→ EXERCISE DESCRIPTION: Find the word "three" below. Copy each line that has it.

→ Items listed in a dataset:
↓↓↓

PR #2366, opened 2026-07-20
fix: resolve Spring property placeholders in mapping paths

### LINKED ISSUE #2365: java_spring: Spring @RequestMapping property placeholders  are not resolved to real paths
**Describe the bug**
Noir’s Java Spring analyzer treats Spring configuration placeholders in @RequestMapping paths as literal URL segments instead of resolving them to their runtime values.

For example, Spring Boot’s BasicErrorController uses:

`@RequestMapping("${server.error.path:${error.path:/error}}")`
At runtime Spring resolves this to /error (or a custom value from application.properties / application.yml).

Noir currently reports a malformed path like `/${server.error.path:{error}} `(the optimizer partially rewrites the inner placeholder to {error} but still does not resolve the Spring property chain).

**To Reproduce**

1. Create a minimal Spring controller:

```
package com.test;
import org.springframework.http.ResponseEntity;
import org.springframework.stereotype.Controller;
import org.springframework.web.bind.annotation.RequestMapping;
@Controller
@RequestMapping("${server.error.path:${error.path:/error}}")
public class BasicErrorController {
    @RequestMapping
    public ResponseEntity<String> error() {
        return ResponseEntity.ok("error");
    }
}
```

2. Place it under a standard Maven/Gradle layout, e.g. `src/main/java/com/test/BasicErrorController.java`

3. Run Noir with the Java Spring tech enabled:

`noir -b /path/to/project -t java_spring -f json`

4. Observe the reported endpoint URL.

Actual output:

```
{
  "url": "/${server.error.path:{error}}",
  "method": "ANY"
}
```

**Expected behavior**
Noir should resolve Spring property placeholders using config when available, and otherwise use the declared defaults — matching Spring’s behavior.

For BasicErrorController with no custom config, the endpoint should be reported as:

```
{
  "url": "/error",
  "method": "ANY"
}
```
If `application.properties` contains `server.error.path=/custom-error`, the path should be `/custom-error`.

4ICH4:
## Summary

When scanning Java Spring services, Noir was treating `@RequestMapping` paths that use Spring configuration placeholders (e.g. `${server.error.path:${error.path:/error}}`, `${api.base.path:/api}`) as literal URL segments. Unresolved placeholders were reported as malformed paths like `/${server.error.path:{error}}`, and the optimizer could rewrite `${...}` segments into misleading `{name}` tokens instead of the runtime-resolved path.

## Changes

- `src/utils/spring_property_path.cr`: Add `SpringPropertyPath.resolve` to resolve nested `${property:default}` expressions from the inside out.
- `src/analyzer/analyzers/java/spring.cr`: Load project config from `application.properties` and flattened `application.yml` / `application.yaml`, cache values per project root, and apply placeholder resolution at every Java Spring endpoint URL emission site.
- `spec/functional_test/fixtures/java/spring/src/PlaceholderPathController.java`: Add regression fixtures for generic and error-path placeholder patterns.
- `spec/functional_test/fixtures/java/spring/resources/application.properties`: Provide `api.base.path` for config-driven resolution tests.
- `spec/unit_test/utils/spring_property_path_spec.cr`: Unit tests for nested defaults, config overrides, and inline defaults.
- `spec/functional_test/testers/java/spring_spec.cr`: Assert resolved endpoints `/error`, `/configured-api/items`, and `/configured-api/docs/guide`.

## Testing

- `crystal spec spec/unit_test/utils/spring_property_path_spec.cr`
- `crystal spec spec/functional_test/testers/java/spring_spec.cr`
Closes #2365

↑↑↑
↓↓↓

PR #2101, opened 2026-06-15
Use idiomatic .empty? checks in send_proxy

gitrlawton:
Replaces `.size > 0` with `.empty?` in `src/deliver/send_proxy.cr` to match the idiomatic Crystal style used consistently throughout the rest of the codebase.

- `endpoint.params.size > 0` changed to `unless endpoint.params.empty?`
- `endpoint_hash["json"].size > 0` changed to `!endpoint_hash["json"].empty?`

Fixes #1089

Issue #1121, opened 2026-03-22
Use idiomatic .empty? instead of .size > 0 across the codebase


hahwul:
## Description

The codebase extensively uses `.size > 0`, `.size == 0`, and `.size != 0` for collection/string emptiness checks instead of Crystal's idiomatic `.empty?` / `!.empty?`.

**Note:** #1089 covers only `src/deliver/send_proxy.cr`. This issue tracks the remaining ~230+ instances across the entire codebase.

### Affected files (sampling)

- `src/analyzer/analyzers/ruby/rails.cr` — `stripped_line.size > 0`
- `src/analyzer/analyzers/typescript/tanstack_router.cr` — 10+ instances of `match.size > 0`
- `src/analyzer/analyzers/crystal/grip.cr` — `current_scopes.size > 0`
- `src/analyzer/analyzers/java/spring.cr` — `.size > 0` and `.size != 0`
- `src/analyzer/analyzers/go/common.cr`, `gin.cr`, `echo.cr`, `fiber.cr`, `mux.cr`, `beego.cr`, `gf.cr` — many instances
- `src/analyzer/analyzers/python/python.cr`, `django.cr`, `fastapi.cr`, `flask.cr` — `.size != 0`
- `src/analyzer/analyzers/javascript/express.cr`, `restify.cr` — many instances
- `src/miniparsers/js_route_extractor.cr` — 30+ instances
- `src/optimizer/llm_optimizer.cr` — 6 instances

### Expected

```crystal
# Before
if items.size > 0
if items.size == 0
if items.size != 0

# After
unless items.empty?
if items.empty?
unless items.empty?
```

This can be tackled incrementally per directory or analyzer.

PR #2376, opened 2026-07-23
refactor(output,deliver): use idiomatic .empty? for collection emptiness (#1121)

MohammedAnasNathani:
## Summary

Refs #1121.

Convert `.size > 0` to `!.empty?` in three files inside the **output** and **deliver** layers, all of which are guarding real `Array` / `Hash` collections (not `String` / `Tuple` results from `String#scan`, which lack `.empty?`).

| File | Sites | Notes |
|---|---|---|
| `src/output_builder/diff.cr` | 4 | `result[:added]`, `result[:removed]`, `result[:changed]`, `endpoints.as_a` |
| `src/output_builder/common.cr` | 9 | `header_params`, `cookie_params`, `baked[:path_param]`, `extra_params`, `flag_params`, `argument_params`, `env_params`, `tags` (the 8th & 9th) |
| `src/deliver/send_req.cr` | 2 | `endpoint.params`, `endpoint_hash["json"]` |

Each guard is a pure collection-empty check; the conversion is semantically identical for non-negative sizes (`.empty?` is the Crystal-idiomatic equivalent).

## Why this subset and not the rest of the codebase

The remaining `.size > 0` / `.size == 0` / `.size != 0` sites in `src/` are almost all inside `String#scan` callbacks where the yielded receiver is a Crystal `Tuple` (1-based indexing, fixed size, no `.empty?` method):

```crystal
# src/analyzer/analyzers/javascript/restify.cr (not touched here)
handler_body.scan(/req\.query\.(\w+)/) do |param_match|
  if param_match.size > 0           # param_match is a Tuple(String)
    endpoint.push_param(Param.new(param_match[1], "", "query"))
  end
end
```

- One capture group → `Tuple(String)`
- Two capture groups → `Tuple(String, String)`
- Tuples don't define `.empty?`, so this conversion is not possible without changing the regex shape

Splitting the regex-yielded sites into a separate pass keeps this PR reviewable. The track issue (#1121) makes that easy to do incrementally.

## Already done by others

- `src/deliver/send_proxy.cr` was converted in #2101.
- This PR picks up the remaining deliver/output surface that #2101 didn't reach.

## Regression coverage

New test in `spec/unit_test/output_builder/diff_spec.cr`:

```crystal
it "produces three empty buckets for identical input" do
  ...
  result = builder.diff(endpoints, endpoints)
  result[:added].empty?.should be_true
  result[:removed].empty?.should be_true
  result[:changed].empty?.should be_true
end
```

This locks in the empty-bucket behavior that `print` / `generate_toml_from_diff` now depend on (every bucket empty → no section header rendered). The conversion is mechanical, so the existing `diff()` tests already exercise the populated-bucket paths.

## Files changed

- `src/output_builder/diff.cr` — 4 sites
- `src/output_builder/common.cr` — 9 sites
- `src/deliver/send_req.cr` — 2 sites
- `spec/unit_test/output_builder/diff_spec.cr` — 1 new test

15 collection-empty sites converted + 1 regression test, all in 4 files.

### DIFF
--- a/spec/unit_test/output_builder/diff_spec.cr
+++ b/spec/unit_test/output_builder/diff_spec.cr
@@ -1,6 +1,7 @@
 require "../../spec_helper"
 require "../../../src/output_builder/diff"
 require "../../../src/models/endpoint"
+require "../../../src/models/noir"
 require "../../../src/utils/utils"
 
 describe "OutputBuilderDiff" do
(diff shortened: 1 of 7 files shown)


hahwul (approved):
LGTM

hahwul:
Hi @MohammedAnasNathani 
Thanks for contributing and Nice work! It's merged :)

↑↑↑
↓↓↓

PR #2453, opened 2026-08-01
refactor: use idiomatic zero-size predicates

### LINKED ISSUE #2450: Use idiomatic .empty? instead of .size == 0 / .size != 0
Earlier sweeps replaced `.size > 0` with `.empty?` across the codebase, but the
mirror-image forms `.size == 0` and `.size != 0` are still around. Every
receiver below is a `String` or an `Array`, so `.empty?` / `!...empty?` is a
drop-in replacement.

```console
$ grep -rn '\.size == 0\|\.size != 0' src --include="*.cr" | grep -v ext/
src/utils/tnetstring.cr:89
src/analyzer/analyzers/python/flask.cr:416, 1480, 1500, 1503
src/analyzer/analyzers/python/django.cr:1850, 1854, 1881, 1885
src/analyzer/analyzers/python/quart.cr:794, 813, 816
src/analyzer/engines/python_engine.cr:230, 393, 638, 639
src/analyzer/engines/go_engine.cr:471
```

↑↑↑

→ REPLY:
Convert `.size > 0` to `!.empty?` in three files inside the **output** and **deliver** layers, all of which are guarding real `Array` / `Hash` collections (not `String` / `Tuple` results from `String#scan`, which lack `.empty?`).
it "produces three empty buckets for identical input" do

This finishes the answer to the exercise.